SINGARAJA, The East Indonesia – Satu keluarga di Desa Pemaron, Kecamatan Buleleng terkonfirmasi positif covid-19. Kasus ini trejadi karena sebelumnya mereka sempat melakukan kontak dengan pasien covid-19 lainnya. Kasus ini menjadi tambahan klaster keluarga yang terjadi di Kabupaten Buleleng.
Sekda Buleleng selaku Sekretaris Satgas Penanganan Covid-19 Buleleng, Gede Suyasa saat dikonfirmasi Kamis (21/1) mengatakan ada lima orang dalam satu keluarga di Desa Pemaron yang terkonfirmasi covid-19. Disamping itu juga ada dua kasus lainnya yang berasal dari Kecamatan Buleleng. Tiga kasus terjadi di Kecamatan Sukasada, satu kasus di Kecamatan Gerokgak. Dua kasus di Kecamatan Banjar, serta satu kasus di Kecamatan Kubutambahan. Sehingga kasus baru yang terjadi di Kabupaten Buleleng bertambah sebanyak 15 orang. “ dari 15 orang yang terkonfirmasi baru tersebut, ada lima orang diantaranya merupakan klaster keluarga dari Desa Pemaron. Mereka terpapar karena sempat kontak erat dengan pasien covid lainnya. “ ungkap Suyasa.
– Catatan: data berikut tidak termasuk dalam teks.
PR #360, opened 2026-05-25
Subtitle polish: micro-cue fix, batched reviewer, Settings card

justingonz96-creator:
## What Changed

Four commits, all tightening the LLM-refined subtitle export path after the SRT (38) regression and the cost concerns flagged in the session that produced this branch.

### 1. `fix(subtitle): force-absorb micro-cues and auto-repair LLM index gaps` (43cb68de)

Root cause of the SRT (38) over-fragmentation: a model switch from `deepseek-v4-pro:cloud` to `gemma4:31b-cloud` exposed two new failure modes the existing pipeline didn't defend against:

- Gemma emits single-word cues whose audio duration is ~1 ms (Whisper word-token boundary). The 500 ms gap floor that protects normal-sized cues from being merged across utterance boundaries also protected these obvious fragments.
- Gemma occasionally drops a single word index when emitting JSON (`{end:9},{start:11}` — word 10 missing). `LayoutPlanParser` treated this as a hard failure, falling back entire 80-word chunks to deterministic layout.

Fixes:
- New `forceAbsorbMicroCues` pass (triggered on cue duration < 250 ms AND word count ≤ 3) that merges fragments into the better neighbour even across the 500 ms gap floor. Direction picking uses `.!?` cues to keep sentence integrity.
- New `autoCorrectGaps` in `LayoutPlanParser` that extends the previous range's end over a 1–3 word LLM gap. Wider gaps still fall back (silent absorption of 4+ words is worse than a chunk fallback).

Verified: SRT (38) 623 cues / 60+ sub-200 ms → SRT (39) 409 cues / 0 sub-200 ms on the same Gemma model.

### 2. `perf(subtitle): batch reviewer pairs to cut LLM call count ~5x` (93dafa11)

`SubtitleLLMReviewer` was issuing one LLM call per adjacent cue pair — ~400 calls per 30-min export. Now batches 5 pairs per call: 6-cue windows with numbered boundaries, response shape `{"decisions":[{"pair":0,"action":"keep"},...]}`.

New parser `ReviewActionParser.parseBatch` is defensive: a malformed individual decision is silently dropped (caller defaults to `.keep`), but a whole-batch JSON failure surfaces as a typed error. Accepts `index` as an alias for `pair` for model drift tolerance.

Wall-clock concurrency unchanged (still 4 batches in parallel); only call count drops. Progress reporting continues per pair so the UI bar stays smooth.

### 3. `fix(text): collapse Whisper apostrophe artifacts` (6b3c3fef)

SRT (39) cue 310 came back as `Y 'all feel that?` — Whisper's BPE tokenizer split `y'all` into two tokens with the apostrophe leading the second one. New `collapseWhisperApostropheArtifacts` runs alongside the existing hyphen-artifact pass and collapses the stray space when the right-hand side is a known contraction suffix (`ll`, `ve`, `re`, `s`, `t`, `d`, `m`, `all`). The `\b` anchor on the suffix prevents collapsing genuine quoted speech (`he said 'hello' loudly`).

### 4. `feat(settings): AI Subtitle Refinement card with batch-size knob` (80312acd)

New `SubtitleRefinementCard` on the Settings → AI tab. Surfaces the previously-buried `useLLMRefinement` toggle and exposes the new `reviewerPairsPerBatch` cost knob (slider 1...10, default 5). Persists via `TranscriptExportPreferences` so the existing Export popover toggle reads the same value. Shows the currently-effective LLM model name from `LLMSettingsViewModel` so the user can verify which model will field their refinement calls before committing to a 30-minute export.

## Root Intent

User reported "the splits are back" on an export after switching to Gemma 4 to reduce Ollama Cloud spend. That triggered:

1. Diagnose & fix the over-fragmentation (commits 1 + 3)
2. Cut the LLM cost so they don't have to use the cheap-but-noisy model for cost reasons (commit 2)
3. Make the feature discoverable and the cost lever adjustable without editing plist defaults (commit 4)

## Verification

- Full `swift test` clean across all four commits
- 11 new regression tests added across the touched modules:
  - 3 in `ApplyTimingPostProcessingTests` (micro-cue absorb backward, forward, and the standalone-short-sentence safety case)
  - 2 in `LayoutPlanParserTests` (narrow gap auto-repair, wide gap still falls back)
  - 1 in `SubtitleLLMLayoutPlannerTests` (end-to-end `testNarrowCoverageGapAutoRepairs`)
  - 3 in `SubtitleLLMReviewerTests` (batching, index mapping, missing-decisions fallback)
  - 9 positive + 2 negative apostrophe-artifact cases in `ApplyTimingPostProcessingTests`
  - 5 `parseBatch` cases in `ReviewActionParserTests`
- Generalization sanity check on a second, unrelated 20-min transcription (Eden Lusk Speed 20): 220 cues, 0 sub-200 ms cues, 0 apostrophe artifacts, 0 hyphen artifacts — the Marc Penna tuning did not overfit.

## ADRs Applied

None — this is iterative quality polish on existing functionality, not architecture. Touches:

- `Sources/MacParakeetCore/Services/ExportService.swift` and the subtitle pipeline it owns
- `Sources/MacParakeetCore/Services/Subtitle/` (reviewer, parser, layout planner)
- One new Settings view (`SubtitleRefinementCard.swift`)

No public API or schema changes outside the new `SubtitleExportConfig.reviewerPairsPerBatch` field (Codable backward-compatible via `decodeIfPresent ?? 5`).

## Test plan

- [ ] Open Settings → AI tab and confirm the new "AI Subtitle Refinement" card renders
- [ ] Toggle "Enable AI refinement..." off and confirm the slider hides
- [ ] Move the slider; reopen the Export Options popover and confirm the stored value persists
- [ ] Run an export on a 20–30 min transcription with AI refinement enabled; confirm cue count is healthy and no sub-200 ms cues appear


justingonz96-creator:
Closing — opened against the wrong target. Re-creating against justingonz96-creator/macparakeet.

PR #369, opened 2026-05-26
[codex] Fix dictation stop paste focus loss

### LINKED ISSUE #366: [Bug Report] When clicking to end the recording, it resets it and I lose the audio. I'm talki...
## Message

When clicking to end the recording, it resets it and I lose the audio. I'm talking about when I click stop and paste, it just loses the transcription.

## System Info

| Field | Value |
|-------|-------|
| App Version | 0.6.11 (20260524210220) |
| Git Commit | `d42138a00cdc` |
| macOS | 26.5.0 |
| Chip | Apple M5 |

---

moona3k:
## Summary
- keep the dictation overlay panel keyless so clicking Stop & paste does not disturb the user's focused input
- route persistent-mode Stop / Cancel mouse handling through AppKit hit zones instead of relying on a keyable SwiftUI button panel
- align mouse hit testing to tracker-local coordinates and fire control actions on mouse-up so drag-out cancels work
- add regression tests for keyless panel behavior, control-zone hit testing, coordinate conversion, mouse-up activation, and undersized bounds
- update the specs for the new pass-through-except-controls tracking behavior

## Root Cause
Commit `57ce8043` made the dictation overlay panel keyable so SwiftUI buttons inside the non-activating panel could receive clicks. That solved the original button clickability issue, but it meant clicking Stop & paste could make the overlay the key window before paste dispatch. The transcript still reached history, but the generated Cmd+V could miss the user's original focused input.

This keeps the original intent, clickable persistent-mode controls, while restoring the overlay's keyless contract.

## Review Feedback
- Addressed Gemini coordinate-space feedback by converting `hitTest(_:)` points to local tracking-view coordinates and evaluating closures against `tracker.bounds`.
- Addressed Gemini defensive bounds feedback by rejecting hit testing when the panel is narrower than the pill geometry.
- Addressed Greptile mouse-down semantics by moving activation to mouse-up with down/up hit guards.
- Addressed Greptile stale-comment note on `resignKeyWindow`.

## Validation
- `git diff --check`
- `swift test --filter DictationOverlayControllerTests` -> 8 tests, 0 failures
- `swift test` -> 3,002 XCTest cases, 9 skipped, 0 failures; 16 Swift Testing cases, 0 failures

Fixes #366

### DIFF
--- a/Sources/MacParakeet/Views/Dictation/DictationOverlayController.swift
+++ b/Sources/MacParakeet/Views/Dictation/DictationOverlayController.swift
@@ -7,10 +7,14 @@ import SwiftUI
 /// NSView overlay that detects mouse hover and position via NSTrackingArea with `.activeAlways`.
 /// Required because `.help()`, `.onHover`, and standard tracking options
 /// all fail on non-activating NSPanel. See CLAUDE.md Known Pitfalls.
-private final class MouseTrackingView: NSView {
+final class MouseTrackingView: NSView {
     var onEnter: (() -> Void)?
     var onExit: (() -> Void)?
     var onMoved: ((NSPoint) -> Void)?
+    var shouldReceiveMouseDown: ((NSPoint) -> Bool)?
+    var onClick: ((NSPoint) -> Void)?
+
+    private var mouseDownPoint: NSPoint?
 
     override func updateTrackingAreas() {
         super.updateTrackingAreas()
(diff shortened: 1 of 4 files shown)


moona3k:
Closing this for now rather than merging a speculative fix. Issue #366 has not confirmed the key discriminator yet: whether the transcript is actually missing or whether transcription succeeded and only auto-paste missed the target app.\n\nThis PR may be addressing a real focus-theft risk from the keyable dictation overlay, but that root cause is not verified for #366. The implementation also changes the overlay click contract enough that it should not land without covering the full set of overlay affordances, including cancel-window Undo/Dismiss behavior, not just recording-state Stop/Cancel.\n\nKeeping #366 open for more repro details is the cleaner path. If we later confirm a paste-focus failure, we can bring back a narrower hardening patch with full overlay hit-testing coverage.

PR #371, opened 2026-05-26
fix(text-processing): guard verb cardinal pass against prose false positive

justingonz96-creator:
## Summary

- `applyVerbCardinalAtEndPass` was firing on general prose: input `"I have four. Three of them are nice."` was getting converted to `"I have 4. Three of them are nice."`. The pass exists to catch cross-cue countdown remnants in fitness instruction (`"back and do two"` / `"we do it two"` where the unit `"rounds"`/`"times"` is in the next cue), but the regex alone couldn't tell those apart from ordinary prose with the same shape.
- Adds a has-digit guard mirroring the existing [`applyBareSpelledAtCueEndPass`](https://github.com/justingonz96-creator/macparakeet/blob/main/Sources/MacParakeetCore/TextProcessing/NumberNormalizer.swift#L442-L451) pattern: only fire when the cue already contains a `\b[1-9]\b` digit cardinal somewhere. The real cross-cue countdown remnant always has a sibling digit in the same cue; prose doesn't.
- Pre-existing bug surfaced during [PR #4](https://github.com/justingonz96-creator/macparakeet/pull/4) review. The period-countdown pass that PR added is correctly anchored at cue start and was never the trigger — the verb pass had the same general-prose shape problem all along.

## Test plan

- [x] New `testVerbCardinalAtEndDoesNotConvertProse` fails before the fix (`"I have 4. Three of them are nice."` vs expected `"I have four. Three of them are nice."`)
- [x] New test passes after the fix
- [x] `swift test --filter NumberNormalizer` — 29 tests, all pass (no regressions on legitimate fitness-context matches)
- [x] `swift test` — full suite 3206 tests pass, 10 skipped, 0 failures


justingonz96-creator:
Mistargeted — this fork ships from justingonz96-creator/macparakeet. Reopening on the right repo.

PR #386, opened 2026-05-29
Harden Meetings page for release: recurring-meeting preview fix + Ask Prompts copy

moona3k:
Pre-release hardening of the new Meetings page. Two independent changes:

## 1. Fix recurring-meeting collapse in the Upcoming preview 🔴
`CalendarEvent.id` is EventKit's `eventIdentifier`, which is **shared across every occurrence of a recurring series** — the identity note in `CalendarEvent.swift` explicitly warns that `id` is not occurrence-unique and that occurrence-level work must key on `dedupeKey`.

The new Meetings UI renders `ForEach(viewModel.upcomingEvents)` keyed on `id` (plus an `event.id != last?.id` hairline check). A user with a **daily standup** gets multiple occurrences sharing one `id` inside the 7-day fetch window → SwiftUI duplicate-ID "undefined results" (collapsed / mis-diffed rows) in the preview. The existing test mock never caught it because every `makeEvent` got a fresh UUID.

**Fix:** `MeetingsWorkspaceViewModel` now collapses occurrences to the **soonest per series** before capping to `upcomingEventLimit` (new `collapseRecurringOccurrences` helper). Display-only — the coordinator still acts on every occurrence via `dedupeKey`. Bonus UX: the preview shows distinct meetings instead of the same standup four times. New regression test `testUpcomingPreviewCollapsesRecurringOccurrencesToSoonest`.

## 2. Audience-friendly Ask Prompts copy ✍️
Rewrote the five instruction strings in `AskPromptsSheet` to drop internal jargon ("surface as quick pills", "after-response strip", "empty Ask state", "sparkle menu", "group label clusters") for plain language. References the user-visible ✨ menu and Ask tab directly.

## Testing
- `swift test`: **3037 tests, 0 failures, 9 skipped**
- `swift build --target MacParakeet`: clean (copy is app-target only)

### DIFF
--- a/Sources/MacParakeet/Views/MeetingRecording/AskPromptsSheet.swift
+++ b/Sources/MacParakeet/Views/MeetingRecording/AskPromptsSheet.swift
@@ -38,7 +38,7 @@ struct AskPromptsSheet: View {
                     zone(
                         title: "Pinned",
                         countSuffix: "\(viewModel.pinnedCount)",
-                        subtitle: "Your most-used questions, shown as one-tap buttons during a live meeting. The order here is the order you'll see them in.",
+                        subtitle: "Your most-used questions, shown as quick buttons during a live meeting. The order here is the order you'll see them in.",
                         rows: viewModel.allPinned,
                         pinned: true
                     )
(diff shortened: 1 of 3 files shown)


moona3k:
Addressed both reviewers in `74a…` (latest push):
- **Gemini** (line 231 questions/prompts inconsistency): fixed — both ternary branches now use "questions."
- **Greptile** ("tap" vs macOS "click" convention): confirmed against the codebase — the app reserves "Tap"/"Double-tap" for the hands-free *hotkey* press and uses "Click" for on-screen UI element actions ("Click the dictation pill", "Click to rename"). Switched the literal instruction to "Click the pin icon" and replaced the "tap" metaphors with neutral wording ("front and center", "quick buttons", "handy"). Good catch.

Suyasa juga mengaku penularan di lingkungan keluarga sangat tinggi di Buleleng. Untuk itu dirinya menghimbau kepada masyarakat untuk disiplin dalam penerapan protokol kesehatan meskipun berada di dalam rumah. Disamping itu jika masyarakat yang sudah merasa memiliki gejala agar segera melaporkan diri ke petugas kesehatan untuk segera dirapid test antigen atau swab tes, sehingga virus tidak meluas dan menyebar ke anggota keluarga lainnya. “ kasus di Buleleng, satu persennya merupakan import case dan sisanya 98,5 persen merupakan transmisi lokal dan itu sebagian besar merupakan klaster keluarga.” Jelasnya.
Pada kamis ini terdapat penambahan 14 pasien yang dinyatakan sembuh. Sementara sisa pasien covid yang masih menjalani perawatan berjumlah 126 orang. 91 orang diantaranya di rawat di sejumlah rumah sakit. 29 orang menjalani isolasi di tiga hotel yang ada di Denpasar, dan enam orang lainnya menjalani isolasi mandiri di rumah.